Kaula’s degree-1 gravitational potential, geocenter and application to Genesis mission.

In this study, we revisit Kaula’s orbit perturbation theory to evaluate the capability of satellite orbits to sense degree-1 gravitational signatures. We explicitly derive the Kaula-based expressions for the degree-1 potential terms and compute the corresponding inclination F_1mp(i), and eccentricity functions G_1mp(e), providing—for the first time—complete tables for degree-1.

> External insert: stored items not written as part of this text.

PR #4416, opened 2019-01-23
Change J9VMGCRememberedSet to OMR's MM_GCRememberedSet

jason-hall:
After adding this typedef to use OMR's new MM_GCRememberedSet structure, usage of J9VMGCRememberedSet in both OMR and OpenJ9 can be changed to MM_GCRememberedSet. This structure is used in OMR but was previously missing.


dmitripivkine:
Add WIP until OMR part is promoted

jason-hall:
Looks like I mixed something up and had the wrong changes here originally

dmitripivkine:

Issue #4337, opened 2019-01-17
NULL loop parent causes segfault in SPMDParallelizer


IBMJimmyk:
The GPU transformation might make the block we are trying to vectorize unreachable due to creating and using a new GPU path. This occurs if the Xjit option enableGPU={enforce} is set since it forces the GPU path to always be taken. If vectorization is attempted anyways, it will segfault due to the loop block now having a parent of NULL.

SPMDParallelizer should be updated to check for this case and skip the vectorization attempt.

PR #4428, opened 2019-01-24
Added NULL parent check to SPMDParallelizer

IBMJimmyk:
A problem arises if the enableGPU={enforce} Xjit option is used and
vectorization is attempted on the non-GPU path that is parallel to a newly
created JIT GPU path. Due to the enforce option, the non-GPU path is never
taken and the block is unreachable. However, the SIMD part of the
optimization still knows about the non-GPU path blocks.

This change adds a check before vectorization is done to check if the
loop to be vectorized is unreachable. It does this by checking if the
loop's parent is NULL. If it is NULL, vectorization is not performed.

Issue: #4337


andrewcraik:
CI failure expected - targeting a release branch

Issue #4397, opened 2019-01-23
Failures running Javac for DDR_Test


andrewcraik:
PR builds are failing regularly trying to run the DDR_Tests. Failures report a compile step failed related to javac with cryptic messages similar to:
```10:48:33 /home/u0020236/workspace/PullRequest-Sanity-JDK11-aix_ppc-64_cmprssptrs-OpenJ9/openj9/test/functional/DDR_Test/build.xml:59: Error running /home/jenkins/jenkins-agent/workspace/PullRequest-Sanity-JDK11-aix_ppc-64_cmprssptrs-OpenJ9/build/aix-ppc64-normal-server-release/images/jdk/bin/javac compiler
10:48:33 
10:48:33 Total time: 1 second
10:48:33 makefile:82: recipe for target 'compile' failed
10:48:33 make: *** [compile] Error 1
[Pipeline] }
```

see https://ci.eclipse.org/openj9/job/PullRequest-Sanity-JDK11-aix_ppc-64_cmprssptrs-OpenJ9/85/console

andrewcraik:
@DanHeidinga @pshipton FYI. @keithc-ca could this be related to any of the recent DDR changes? Not trying to place blame just trying to figure out if this is a problem with javac or a problem with DDR - any thoughts?

andrewcraik:
FYI @0xdaryl and @liqunl due to interest on the OpenJ9 triage slack channel

DanHeidinga:
I think I've seen it on non-DDR builds as well - looking for a link now.

keithc-ca:
Yes, I think the test code is being compiled with the brand new JDK. I agree it's serious if javac in that JDK doesn't work.

pshipton:
I think we found the culprit
https://github.com/eclipse/openj9/pull/4017

DanHeidinga:
@pshipton Is this fixed now that #4017 has been merged?  If so we should close it out.

AdamBrousseau:
No, 4017 is what caused this issue. I am still determining why though. I would like to figure it out so we can get in a fix rather than simply reverting the change.

DanHeidinga:
@AdamBrousseau What's the downside of reverting now and re-introducing the change later?  Currently PR builds are broken which affects all PRs.

PR #4429, opened 2019-01-24
Preserve null check on Unsafe

liqunl:
Preserve the null check before Unsafe inlining.

Also move `TR_J9ByteCodeIlGenerator::separateNullCheck` to
`TransformUtil` so that it can be used in both ILGen and optimizer.


liqunl:

andrewcraik:

andrewcraik:
Failures due to #4397 - good to go.

andrewcraik:
@liqunl can you create the PR to target 0.12 since this is now good to go and we'll get it merged? Thanks!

As a study case, we applied this to the ESA's Genesis mission set to be launched in 2029. Genesis will be the first in orbit geodetic observatory carrying  onboard the 4 co-located geodetic techniques (GNSS, SLR, DORIS and VLBI). 

The dependence on orbital inclination of the expressions for the degree-1 potential coefficients V₁₀  and V₁₁ is examined. Our analysis shows that V₁₀, associated with the geocenter’s z-component, scales with sin i, implying that polar orbits maximize sensitivity to vertical geocenter variations, while equatorial orbits remain largely insensitive to them. Conversely, the two-term structure of V₁₁  enhances the detectability of the geocenter’s x- and y-components for equatorial or near-equatorial orbits, with reduced but non-negligible sensitivity in polar configurations.

This work demonstrates how Kaula’s theory can guide the design of future gravimetry missions by identifying orbital parameters that optimize degree-1 recovery, thereby improving geocenter estimation and strengthening the link between satellite gravimetry and terrestrial reference frame realization.